What you should do ->
Return exactly, and only, the lines from the line containing "undeletable, line 23: [Not critical]" through the final line of the records below, both included.

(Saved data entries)
☆ ☆ ☆ ☆ ☆ ☆ ☆

PR #720, opened 2024-09-21
task solution

metrakonon:
[DEMO](https://metrakonon.github.io/react_redux-list-of-posts/)


src/store/authorSlice.ts
```diff
@@ -0,0 +1,23 @@
...
+const initialState: AuthorState = {
+  author: null,
+};
+
+export const authorSlice = createSlice({
+  name: 'author',
+  initialState,
+  reducers: {
+    setAuthor(state, { payload }: PayloadAction<User>) {
+      // eslint-disable-next-line no-param-reassign
```
undeletable, line 17: [Not critical]
If you see that some eslint rule conflicts with parts of your code and/or if some eslint rule doesn't make development more comfortable and failsafe, I'd avaive to consider switching this rule off on config level rather than disabling it for certain lines pr files.

src/App.tsx
```diff
@@ -6,39 +6,48 @@ import './App.scss';
...
+import { selectedPostSlice } from './store/selectedPostSlice';
 
 export const App: React.FC = () => {
-  const [posts, setPosts] = useState<Post[]>([]);
   const [loaded, setLoaded] = useState(false);
   const [hasError, setError] = useState(false);
 
-  const [author, setAuthor] = useState<User | null>(null);
-  const [selectedPost, setSelectedPost] = useState<Post | null>(null);
+  const posts = useAppSelector(state => state.posts.posts);
```
undeletable, line 23: [Not critical]
It makes sense to define selector callback outside of the components, along with reducers/slices. For example:
```
// reducer.ts
const postsSelector = state => state.posts.posts;
export { postsSelector };

// component
import { postsSelector } from "./reducer.ts";
...
const posts = useAppSelector(postsSelector);
```
With this approach, knowledge of store structure is isolated within reducer module. So, if you'd have to restructure the store, you'd only have to make the changes inside reducer module and not in the components which use data from it.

☆ ☆ ☆ ☆ ☆ ☆ ☆

Your solution ->
undeletable, line 23: [Not critical]
It makes sense to define selector callback outside of the components, along with reducers/slices. For example:
```
// reducer.ts
const postsSelector = state => state.posts.posts;
export { postsSelector };

// component
import { postsSelector } from "./reducer.ts";
...
const posts = useAppSelector(postsSelector);
```
With this approach, knowledge of store structure is isolated within reducer module. So, if you'd have to restructure the store, you'd only have to make the changes inside reducer module and not in the components which use data from it.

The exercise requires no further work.